Collection entries
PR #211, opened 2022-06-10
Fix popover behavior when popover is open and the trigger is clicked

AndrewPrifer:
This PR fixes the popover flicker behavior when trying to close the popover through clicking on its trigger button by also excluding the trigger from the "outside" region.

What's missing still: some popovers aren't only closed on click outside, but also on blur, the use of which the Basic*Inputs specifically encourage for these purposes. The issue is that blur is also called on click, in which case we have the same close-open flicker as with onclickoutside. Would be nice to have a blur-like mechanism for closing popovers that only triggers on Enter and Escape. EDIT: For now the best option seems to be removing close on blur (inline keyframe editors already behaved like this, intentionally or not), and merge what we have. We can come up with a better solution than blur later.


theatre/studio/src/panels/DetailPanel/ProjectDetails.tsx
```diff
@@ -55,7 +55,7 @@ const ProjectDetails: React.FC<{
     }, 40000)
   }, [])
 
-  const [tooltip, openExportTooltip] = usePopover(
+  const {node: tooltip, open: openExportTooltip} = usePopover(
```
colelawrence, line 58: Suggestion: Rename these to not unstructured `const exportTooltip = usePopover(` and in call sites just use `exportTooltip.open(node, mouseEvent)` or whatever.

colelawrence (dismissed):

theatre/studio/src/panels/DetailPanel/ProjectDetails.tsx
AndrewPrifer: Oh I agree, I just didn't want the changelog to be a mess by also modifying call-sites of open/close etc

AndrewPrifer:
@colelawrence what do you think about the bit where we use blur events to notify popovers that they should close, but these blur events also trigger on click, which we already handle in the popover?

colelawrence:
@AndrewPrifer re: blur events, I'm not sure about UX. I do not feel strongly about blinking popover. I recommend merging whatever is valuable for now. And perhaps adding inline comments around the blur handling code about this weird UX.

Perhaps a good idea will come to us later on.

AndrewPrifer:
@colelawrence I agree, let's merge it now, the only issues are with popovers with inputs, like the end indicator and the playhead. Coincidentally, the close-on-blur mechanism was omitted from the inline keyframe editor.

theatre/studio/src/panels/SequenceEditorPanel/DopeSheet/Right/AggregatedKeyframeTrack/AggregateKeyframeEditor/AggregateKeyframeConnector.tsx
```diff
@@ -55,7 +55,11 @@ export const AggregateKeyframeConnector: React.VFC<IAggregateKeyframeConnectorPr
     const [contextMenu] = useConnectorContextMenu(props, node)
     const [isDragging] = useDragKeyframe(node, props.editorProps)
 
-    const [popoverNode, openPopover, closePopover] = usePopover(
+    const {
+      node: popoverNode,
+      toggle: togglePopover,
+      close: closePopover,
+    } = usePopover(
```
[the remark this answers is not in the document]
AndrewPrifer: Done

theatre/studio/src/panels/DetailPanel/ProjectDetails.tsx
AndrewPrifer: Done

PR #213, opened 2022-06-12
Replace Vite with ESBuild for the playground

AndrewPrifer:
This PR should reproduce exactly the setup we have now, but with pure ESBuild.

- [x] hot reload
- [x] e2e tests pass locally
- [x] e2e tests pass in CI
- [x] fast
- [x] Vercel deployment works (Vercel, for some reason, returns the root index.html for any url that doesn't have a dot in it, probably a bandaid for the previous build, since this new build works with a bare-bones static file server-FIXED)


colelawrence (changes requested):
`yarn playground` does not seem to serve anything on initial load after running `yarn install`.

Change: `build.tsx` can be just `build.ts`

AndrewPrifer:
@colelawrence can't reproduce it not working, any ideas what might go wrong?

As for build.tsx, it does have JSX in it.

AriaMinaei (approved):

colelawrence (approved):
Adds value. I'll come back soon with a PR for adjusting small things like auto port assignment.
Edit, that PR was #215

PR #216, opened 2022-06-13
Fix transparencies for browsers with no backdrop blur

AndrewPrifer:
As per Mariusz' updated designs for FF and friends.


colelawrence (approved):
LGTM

TASK ITEM >> Only the lines above from the one with "in the popover?" through the one with "inline keyframe editor." should be duplicated, character for character.

RESULT FOR THIS EXERCISE >>
@colelawrence what do you think about the bit where we use blur events to notify popovers that they should close, but these blur events also trigger on click, which we already handle in the popover?

colelawrence:
@AndrewPrifer re: blur events, I'm not sure about UX. I do not feel strongly about blinking popover. I recommend merging whatever is valuable for now. And perhaps adding inline comments around the blur handling code about this weird UX.

Perhaps a good idea will come to us later on.

AndrewPrifer:
@colelawrence I agree, let's merge it now, the only issues are with popovers with inputs, like the end indicator and the playhead. Coincidentally, the close-on-blur mechanism was omitted from the inline keyframe editor.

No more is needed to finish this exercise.